Beginning at the line that contains "already-resolved cert/key material." and ending at the last line of the records below, retype each line exactly and add nothing.

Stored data
== == ==

PR #13062, opened 2026-03-02
fix: fetch secrets from upstream ssl config

### LINKED ISSUE #13013: bug: nginx env variable for private key is not resolved in upstream with mtls
### Current Behavior

Using mTLS for HTTPS Upstream with $env:// for Certificate and Private Key does not work. I think it does not resolve the variable "$env://API_UPSTREAM_KEY]". It tries to decrypt it instead.

I haven't been able to figure out where the variables for Upstream TLS are resolved in the code yet.

I also configured upstream tls client directly (not via extra SSL ID) - this works as expected. Maybe the resolving of the env vars is missing if the SSL config is loaded via get_by_id(cert_id)?

I will try to add some debug logs in the next days.

init.lua: handle_upstream()
```
    if api_ctx.matched_upstream and api_ctx.matched_upstream.tls and
        api_ctx.matched_upstream.tls.client_cert_id then

        local cert_id = api_ctx.matched_upstream.tls.client_cert_id
        local upstream_ssl = router.router_ssl.get_by_id(cert_id)
        if not upstream_ssl or upstream_ssl.type ~= "client" then
            local err  = upstream_ssl and
                "ssl type should be 'client'" or
                "ssl id [" .. cert_id .. "] not exits"
            core.log.error("failed to get ssl cert: ", err)

            if is_http then
                return core.response.exit(502)
            end

            return ngx_exit(1)
        end

        core.log.info("matched ssl: ",
                  core.json.delay_encode(upstream_ssl, true))
        api_ctx.upstream_ssl = upstream_ssl
    end
```

### Expected Behavior

Using nginx env variable should be working for secrets like private key.

### Error Logs

ssl.lua:162: aes_decrypt_pkey(): base64 decode ssl key failed. key[$env://API_UPSTREAM_KEY] ...

### Steps to Reproduce

1. Run APISIX binary on Ubuntu
2. Create Service with Upstream and refer to a SSL ID
3. Create SSL with type=client

Used ADC but curl to Admin API does not work too.

```
services:
  - id: apigw-service
    name: apigw-service
    upstream:
      name: apigw-upstream
      type: roundrobin
      scheme: https
      pass_host: "node"
      nodes:
        - host: "example.com"
          port: 443
          weight: 1
      tls:
        client_cert_id: "UPSTREAM_CLIENT_CERT_ID"
    routes:
      - name: apigw-route
        plugins:
          proxy-rewrite:
            headers:
              set:
                apikey: "REDACTED"
        uris:
          - "/api/example-api"
        methods:
          - GET
```

```
ssls:
  - id: "UPSTREAM_CLIENT_CERT_ID"
    certificates:
      - certificate: "$env://API_UPSTREAM_CERT"
        key: "$env://API_UPSTREAM_KEY"
    snis:
      - "example.com"
    ssl_protocols:
      - TLSv1.2
      - TLSv1.3
    type: client
```

### Environment

- Operating system (run `uname -a`): Ubuntu
- etcd version, if relevant (run `curl http://127.0.0.1:9090/v1/server_info`): -
- APISIX Dashboard version, if relevant: not used
- Plugin runner version, for issues related to plugin runners: -
- LuaRocks version, for installation issues (run `luarocks --version`): -

### LINKED ISSUE #13020: bug: Difference between ADC and APISIX schemas regarding secrets in client CA for upstream mTLS
### Current Behavior

Schema does not allow using secret/env variables in SSL Client CA value.

```
curl http://127.0.0.1:9180/apisix/admin/ssls/1 -H "X-API-KEY: REDACTED" -X PUT -d '
{
     "cert" : "$env://SERVER_CERT",
     "key": "$env://SERVER_KEY",
     "snis": ["example.com"],
     "client": {
        "ca": "$env://CA_CERT"
     },
     "ssl_protocols": [
         "TLSv1.2",
         "TLSv1.3"
     ]
}'

{"error_msg":"invalid configuration: property \"client\" validation failed: property \"ca\" validation failed: string too short, expected at least 128, got 18"}
```

https://github.com/apache/apisix/blob/2500db7a4ae0c047606e8233821f92d318fb589e/apisix/schema_def.lua#L841

### Expected Behavior

ADC schema allows secret var (secret, env) in this property. 

I would expect APISIX to process this value as well. Current implementation via secret.fetch_secrets should already allow this.

https://github.com/api7/adc/blob/main/schema.json#L1129

```
          "client": {
            "type": "object",
            "properties": {
              "ca": {
                "anyOf": [
                  {
                    "type": "string",
                    "minLength": 128,
                    "maxLength": 65536
                  },
                  {
                    "type": "string",
                    "pattern": "^\\$(secret|env):\\/\\/"
                  }
                ]
              },
              ...
```

APISIX should allow certificate_scheme and secret_uri_schema.

https://github.com/apache/apisix/blob/2500db7a4ae0c047606e8233821f92d318fb589e/apisix/schema_def.lua#L771

```
{
            type = "array",
            items = {
                oneOf = {
                    certificate_scheme,
                    secret_uri_schema
                }
            }
        },
```

### Error Logs

{"error_msg":"invalid configuration: property \"client\" validation failed: property \"ca\" validation failed: string too short, expected at least 128, got 18"}

### Steps to Reproduce

Try to create SSL object with "$env://" as client ca value.

```
curl http://127.0.0.1:9180/apisix/admin/ssls/1 -H "X-API-KEY: REDACTED" -X PUT -d '
{
     "cert" : "$env://SERVER_CERT",
     "key": "$env://SERVER_KEY",
     "snis": ["example.com"],
     "client": {
        "ca": "$env://CA_CERT"
     },
     "ssl_protocols": [
         "TLSv1.2",
         "TLSv1.3"
     ]
}'
```

### Environment

- Operating system (run `uname -a`): Ubuntu
- OpenResty / Nginx version (run `openresty -V` or `nginx -V`): penresty/1.27.1.2
- etcd version, if relevant (run `curl http://127.0.0.1:9090/v1/server_info`): -
- APISIX Dashboard version, if relevant: -
- Plugin runner version, for issues related to plugin runners: -
- LuaRocks version, for installation issues (run `luarocks --version`): -

cybersec-jochenarnold:
### Description

This PR fixes an issue where $ENV:// and $secret:// certificate references
in the upstream configuration with mTLS were not resolved when the SSL configuration was linked via an ID.

Added fetch_secrets function to handle_upstream in init.lua: Line 578:
` api_ctx.upstream_ssl = apisix_secret.fetch_secrets(upstream_ssl, true)`

Fixes #13013

### Checklist

Fixes #13020


Baoyuantop:
Hi @cybersec-jochenarnold, following up on the previous review comments. Please let us know if you have any updates. Thank you.

moonming (changes requested):
Hi @cybersec-jochenarnold, thank you for fixing secret resolution in upstream SSL! This is a real security gap — mTLS upstream configs using `\$ENV://` or `\$secret://` references should definitely be resolved.

**The approach looks correct**: Adding `fetch_secrets()` in `handle_upstream()` before assigning `api_ctx.upstream_ssl` is the right location.

**Suggestions**:

1. **Combine with #13061**: I see you also have #13061 (secrets for client CA) from the same area. Would it be possible to combine both fixes into a single PR? This would make review easier and ensure the changes are tested together.

2. **Error handling**: The nil check on `new_upstream_ssl` with a 502 response is appropriate. Good defensive coding!

3. **Test approach**: The Vault-based tests in `upstream-mtls.t` are thorough. The `set_env_from_file` helper in the BEGIN block is a nice pattern for loading cert content into env vars.

If you can merge the client CA fix (#13061) into this PR, I think we can move this forward efficiently. Thank you for the security-conscious contribution! 🔒

apisix/init.lua
```diff
@@ -552,9 +552,22 @@ function _M.handle_upstream(api_ctx, route, enable_websocket)
             return ngx_exit(1)
         end
 
+        local new_upstream_ssl = apisix_secret.fetch_secrets(upstream_ssl, true)
+
+        if not new_upstream_ssl then
```
Baoyuantop: `fetch_secrets` only returns `nil` if the input is not a table. Since `upstream_ssl` here is an SSL object (table) obtained from `router.router_ssl.get_by_id()`, `fetch_secrets` will never return `nil`.

When a single secret query fails, the logic in `retrieve_refs` is `refs[k] = fetch(v, use_cache) or v`—that is, preserving the original `$secret://...` or `$env://...` string, instead of returning `nil`. This means:

- The `nil` check indicates the branch is unreachable, giving a false sense of security that "the error has been handled".

- The actual failure scenario (secret parsing failure, preserving an unparsed URI string) will not be intercepted and will be passed downstream, causing TLS handshake/decryption failures and generating incomprehensible error messages.

It is recommended to adopt a forgiving mode consistent with radixtree_sni.lua—remove nil checks and use `or upstream_ssl` for fallback.

t/node/ssl.t
```diff
@@ -63,7 +63,7 @@ __DATA__
 
 === TEST 1: store two certs and keys in vault
 --- exec
-VAULT_TOKEN='root' VAULT_ADDR='http://0.0.0.0:8200' vault kv put kv/apisix/ssl \
+VAULT_TOKEN='root' VAULT_ADDR='http://172.17.0.1:8200' vault kv put kv/apisix/ssl \
```
Baoyuantop: Why does this file need to be modified?

apisix/cli/file.lua
```diff
@@ -328,7 +328,7 @@ function _M.read_yaml_conf(apisix_home)
             -- Therefore we need to check the absolute version instead
             local cert_path = pl_path.abspath(apisix_ssl.ssl_trusted_certificate)
             if not pl_path.exists(cert_path) then
-                util.die("certificate path", cert_path, "doesn't exist\n")
+                util.die("certificate path ", cert_path, " doesn't exist\n")
```
Baoyuantop, line 345: Is this change related to this PR?

t/node/ssl.t
cybersec-jochenarnold: I had some problems with testing vault using my local dev container. To speed things up, I manually started the vault container. I didn't want to push for that change.

apisix/cli/file.lua
cybersec-jochenarnold: While I was fixing this bug, I noticed that there are missing spaces in the log message for broken links.

apisix/schema_def.lua
```diff
@@ -838,7 +838,12 @@ _M.ssl = {
         client = {
             type = "object",
             properties = {
-                ca = certificate_scheme,
+                ca = {
+                    oneOf = {
+                        certificate_scheme,
+                        secret_uri_schema
```
nic-6443: This hunk should be dropped when you merge master (the PR is currently conflicting): `secret_uri_schema` was removed in #13312, which made schema validation skip `$secret://`/`$env://` string values centrally (`skip_validation = secret.is_secret_ref` in `apisix/core/schema.lua`). So on current master `client.ca = "$env://..."` already passes the schema check without any schema change. Worse, git auto-merges this file, so after merging master this would reference an undefined variable and the `oneOf` silently degrades to a no-op.

The part of #13020 that still needs fixing on master is the unconditional `validate(conf.client.ca, nil)` in `check_ssl_conf` — your ssl.lua change covers exactly that, so the fix stays intact without this hunk.

apisix/init.lua
```diff
@@ -552,9 +552,22 @@ function _M.handle_upstream(api_ctx, route, enable_websocket)
             return ngx_exit(1)
         end
 
+        local new_upstream_ssl = apisix_secret.fetch_secrets(upstream_ssl, true)
```
nic-6443: `fetch_secrets()` does a `core.table.deepcopy` of the whole SSL object on every request through this path, even when the config contains no secret refs at all — the `true` arg only caches the individual URI lookups (`secrets_cache` in `apisix/secret.lua` is keyed by URI), it doesn't avoid the per-request copy. Unlike the SNI path in `radixtree_sni.lua` which runs per handshake, this runs for every proxied request to an upstream with `tls.client_cert_id`.

How about guarding it with `secret.has_secret_ref(upstream_ssl)` (added in #13312, available once you merge master)? That keeps the zero-copy assignment for the common case where the SSL object holds plain cert/key.

apisix/schema_def.lua
AlinsRan: Right, dropped that hunk when merging master. `secret_uri_schema` is gone and `skip_validation = secret.is_secret_ref` already lets `$env://` / `$secret://` through the schema check. Only the `check_ssl_conf` guard in ssl.lua is left.

apisix/init.lua
AlinsRan: Done. Master refactored this into `resolve_upstream_client_cert()`, so the resolve now lives there and is gated on `secret.has_secret_ref(upstream_ssl)` — plain cert/key keeps the zero-copy path, and the stream subsystem gets the fix too since it shares that helper.

apisix/init.lua
AlinsRan: Agreed, the nil check was dead code. Removed it, now it matches radixtree_sni.lua: `fetch_secrets(...) or upstream_ssl`.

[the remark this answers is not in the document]
AlinsRan: Removed the nil check entirely — it was unreachable. The resolve is now `fetch_secrets(...) or upstream_ssl`, gated on `secret.has_secret_ref()`.

t/node/upstream-mtls.t
```diff
@@ -783,3 +809,125 @@ passed
...
+    location /t {
+        content_by_lua_block {
+            local t = require("lib.test_admin")
+            local json = require("toolkit.json")
+
+            local data = {
+                type = "client",
+                cert = "$secret://vault/test/ssl/mtls_client.crt",
+                key = "$secret://vault/test/ssl/mtls_client.key"
+            }
```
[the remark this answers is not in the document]
AlinsRan: Vault backend is configured now — TEST 1 writes the cert/key into Vault and TEST 2 creates `/apisix/admin/secrets/vault/test`.

t/node/upstream-mtls.t
```diff
@@ -783,3 +809,125 @@ passed
 GET /hello
 --- response_body
 hello world
+
+=== TEST 24: get cert by tls.client_cert_id with secrets using secrets
```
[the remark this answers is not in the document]
AlinsRan: Renamed to `get cert by tls.client_cert_id with $secret:// refs`.

membphis:
P2 follow-up: `resolve_upstream_client_cert()` now calls `apisix_secret.fetch_secrets(..., true)` from `handle_upstream`. Cache hits are cheap, but a cold/expired cache can still call the secret manager on the proxied request path. Please consider moving upstream SSL secret resolution to config-change/background refresh, or caching a resolved SSL object by SSL resource version, so request handling only reads already-resolved cert/key material.

membphis (approved):
LGTM

nic-6443 (approved):

moonming (approved):

cybersec-jochenarnold:
@AlinsRan Thanks for circling back on this. I didn’t manage to look into it myself, sadly.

== == ==

# Output of the task
P2 follow-up: `resolve_upstream_client_cert()` now calls `apisix_secret.fetch_secrets(..., true)` from `handle_upstream`. Cache hits are cheap, but a cold/expired cache can still call the secret manager on the proxied request path. Please consider moving upstream SSL secret resolution to config-change/background refresh, or caching a resolved SSL object by SSL resource version, so request handling only reads already-resolved cert/key material.

membphis (approved):
LGTM

nic-6443 (approved):

moonming (approved):

cybersec-jochenarnold:
@AlinsRan Thanks for circling back on this. I didn’t manage to look into it myself, sadly.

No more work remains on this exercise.